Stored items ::

PR #1242, opened 2026-04-29
Add feed endpoints

clementbiron:
This pull request adds Atom feed endpoints to the collection API so consumers can subscribe to recent terms updates.  A new `/feed` endpoint exposes a collection feed, with variants at `/feed/:serviceId` and `/feed/:serviceId/:termsType`.

~~Contrary to what was discussed in [#1238](https://github.com/OpenTermsArchive/engine/issues/1238), each entry's primary alternate link points to the GitHub commit rather than to the version API. While testing the feed in real readers, a link resolving to a JSON document felt unhelpful for human consumers, who expect to land on a readable page. The version API is still exposed alongside as a related link, so programmatic consumers can discover it from the feed.~~

**Update:** each entry now exposes a single `alternate` link. By default it points to the version API, which works for any storage backend. Operators who want feed readers to land on a human-readable page can configure `collection-api.feed.versionUrlTemplate` (e.g. `https://github.com/openTermsArchive/demo-versions/commit/%VERSION_ID`); the placeholder is interpolated with the version's identifier.


src/archivist/recorder/repositories/git/index.js
```diff
@@ -92,6 +92,26 @@ export default class GitRepository extends RepositoryInterface {
     return Promise.all((await this.#getCommits()).map(commit => this.#toDomain(commit, { deferContentLoading: true })));
   }
 
+  async findRecent(limit, { serviceId, termsType } = {}) {
```
Ndpnt: I think it is better and more idiomatic to not add this method and to update findAll with `limit` and `offset` params

src/collection-api/routes/feed.js
```diff
@@ -0,0 +1,262 @@
...
+
+import { getCollection } from '../../archivist/collection/index.js';
+import { COMMIT_MESSAGE_PREFIXES } from '../../archivist/recorder/repositories/git/dataMapper.js';
+import { toISODateWithoutMilliseconds } from '../../archivist/utils/date.js';
+
+import { findServiceCaseInsensitive } from './utils.js';
+import versionsRepository, { storageConfig } from './versionsRepository.js';
+
+const TAG_AUTHORITY = 'opentermsarchive.org,2026';
+const FEED_AUTHOR_NAME = 'OTA-Bot';
```
Ndpnt: Should use commit author

src/collection-api/routes/feed.js
```diff
@@ -0,0 +1,262 @@
...
+const DEFAULT_LIMIT = 100;
```
Ndpnt: Should be moved in the default config file

src/collection-api/routes/feed.js
```diff
@@ -0,0 +1,262 @@
...
+
+function getFeedLimit() {
+  if (config.has('@opentermsarchive/engine.collection-api.feed.limit')) {
```
Ndpnt: Avoid accessing config from this file directly. Follow dependency injection pattern instead.

src/collection-api/routes/feed.js
```diff
@@ -0,0 +1,262 @@
...
+  termsType: `tag:${TAG_AUTHORITY}:scheme:terms-type`,
+  recordType: `tag:${TAG_AUTHORITY}:scheme:record-type`,
+};
+
+function buildAbsoluteBaseUrl(req) {
+  return `${req.protocol}://${req.get('host')}${req.baseUrl}`;
+}
+
+function classifyRecordType(version) {
+  if (version.isFirstRecord) { return RECORD_TYPES.firstRecord; }
```
Ndpnt: I think I would have use a switch here. I find it more meaningful

src/collection-api/routes/feed.js
```diff
@@ -0,0 +1,262 @@
...
+  if (version.isTechnicalUpgrade) { return RECORD_TYPES.technicalUpgrade; }
+
+  return RECORD_TYPES.change;
+}
+
+function buildEntryTitle(version) {
+  let prefix = COMMIT_MESSAGE_PREFIXES.update;
+
+  if (version.isFirstRecord) { prefix = COMMIT_MESSAGE_PREFIXES.startTracking; } else if (version.isTechnicalUpgrade) { prefix = COMMIT_MESSAGE_PREFIXES.technicalUpgrade; }
```
Ndpnt: Multiple lines. Update Eslint if needed

src/collection-api/routes/feed.js
```diff
@@ -0,0 +1,262 @@
...
+   *               type: string
+   */
+  router.get('/feed', async (req, res) => {
+    const collection = await getCollection();
+    const baseUrl = buildAbsoluteBaseUrl(req);
+    const selfHref = `${baseUrl}/feed`;
+    const feedId = `tag:${TAG_AUTHORITY}:feed:${collection.metadata?.id}`;
+
+    const versions = await versionsRepository.findRecent(getFeedLimit());
+    const document = buildFeedDocument({ collection, selfHref, feedId, versions, baseUrl });
```
Ndpnt: As this is called in all exposed endpoints, factorize it. Maybe into `sendAtom` if it makes sense

src/collection-api/routes/feed.js
clementbiron: This refers to the author of the feed, not an entry within the feed ;)

Ndpnt (approved):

ACTION ITEM ::
Pull out each line of the entries that contains "page".

WORKED SOLUTION ::
~~Contrary to what was discussed in [#1238](https://github.com/OpenTermsArchive/engine/issues/1238), each entry's primary alternate link points to the GitHub commit rather than to the version API. While testing the feed in real readers, a link resolving to a JSON document felt unhelpful for human consumers, who expect to land on a readable page. The version API is still exposed alongside as a related link, so programmatic consumers can discover it from the feed.~~
**Update:** each entry now exposes a single `alternate` link. By default it points to the version API, which works for any storage backend. Operators who want feed readers to land on a human-readable page can configure `collection-api.feed.versionUrlTemplate` (e.g. `https://github.com/openTermsArchive/demo-versions/commit/%VERSION_ID`); the placeholder is interpolated with the version's identifier.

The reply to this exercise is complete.